Image of an ATX system case
A motherboard is the central printed circuit board (PCB) in a computer that holds many of the crucial components of the system, while providing connectors for other peripherals. The motherboard is sometimes alternatively known as the main board, system board. Most motherboards made nowadays are ATX. An ATX motherboard has the standard I/O (Input/output) connectors such as PS/2 ports, parallel ports, serial ports, etc, built onto the motherboard. Old AT motherboard on the other hand uses I/O cards and cables which requires to be plugged into the motherboard, which gets a bit untidy. AT motherboard requires AT keyboard and AT power supply. ATX motherboard fits into an ATX case and comes with an ATX power supply. The following is a picture of an ATX motherboard
Image of a motherboard
The processor (CPU, for Central Processing Unit) is the computer’s brain. It allows the processing of numeric data, information entered in binary form, and the execution of instructions stored in memory.

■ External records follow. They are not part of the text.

PR #48, opened 2020-01-09
Feat doxy

apachano:
Config file for Doxygen

If approved, feel free to merge


Doxyfile
```diff
@@ -0,0 +1,2517 @@
...
+# the logo to the output directory.
+
+PROJECT_LOGO           =
+
+# The OUTPUT_DIRECTORY tag is used to specify the (relative or absolute) path
+# into which the generated documentation will be written. If a relative path is
+# entered, it will be relative to the location where doxygen was started. If
+# left blank the current directory will be used.
+
+OUTPUT_DIRECTORY       =
```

The Central Processing Unit (CPU) is responsible for interpreting and executing most of the commands from the computer’s hardware and software. It is often called the “brains” of the computer.
Image of a processor
A memory is the name given to a silicon chips that stores volatile computer data. The word Volatile means that the contents of memory will be lost if the power of the computer switched off. Memory stores some of your operating system and application data while it is being run. The more memory you have in your computer the higher the amount of application you can run simultaneously, and will provide an overall better system performance.
Memory comes in different forms. The older system uses SDRAM, while the current system uses DDR-SDRAM (Double Data Rate Synchronous Dynamic Random Access Memory).
Image of a memory module
CHAPTER 3 RELEVANCE OF WORK EXPERIENCE TO STUDIES
At Nigerian civil aviation authority (NCAA) I was exposed to new practical experience of networking, system maintenance and Information Technology. All the theoretical aspects that I have learnt over the years at the university are relevant to my work experience and I have seen how my experiences can be applied to this fast developing IT world.
CHAPTER 4 CONCLUSION AND RECOMENDATION
From this experience carried out during the industrial training period. I hereby humbly make the following recommendation believing that when carefully followed there will be a way forward to a better future.
1. Six months of SIWES should be strictly adhered to because there is really much to learn
2. ITF should pay students during training to alleviate the problems of transportation than waiting till the end of the program
3. ITF should pay students during training to alleviate the problems of transportation than waiting till the end of the programme. The present allowance should be reviewed upward to reflect present economic realities.
4. The supervisors from the universities and ITF should visit the students at the right time, as this really would be a motivation
My SIWES was a very successful one, I had an insight of the information security world. I have now known the power of networking and computer maintenance. With this, I will be able setup a simple network and maintain my computer and other devices.
SIWES as a course has truly exposed me to the challenges faced in a growing information world that is dependent on computers.